Exercise requirements ::
How many lines in the records below hold the word "connection"? Answer with the number alone.

Given records ::
PR #814, opened 2023-03-24
Use static dispatch if possible

philippgl:
As most users will likely only use one kind of connection, the usual downside (increased binary size) will not affect many.

This might provide a tiny performance boost, but I have done this mostly, because using `#[inline]` with dynamic dispatch feels wrong (as there is not much to inline, if the connection type is determined at runtime).

### DIFF
--- a/redis/src/cmd.rs
+++ b/redis/src/cmd.rs
@@ -407,7 +407,7 @@ impl Cmd {
     /// result to the target redis value.  This is the general way how
     /// you can retrieve data.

Task solution ::
2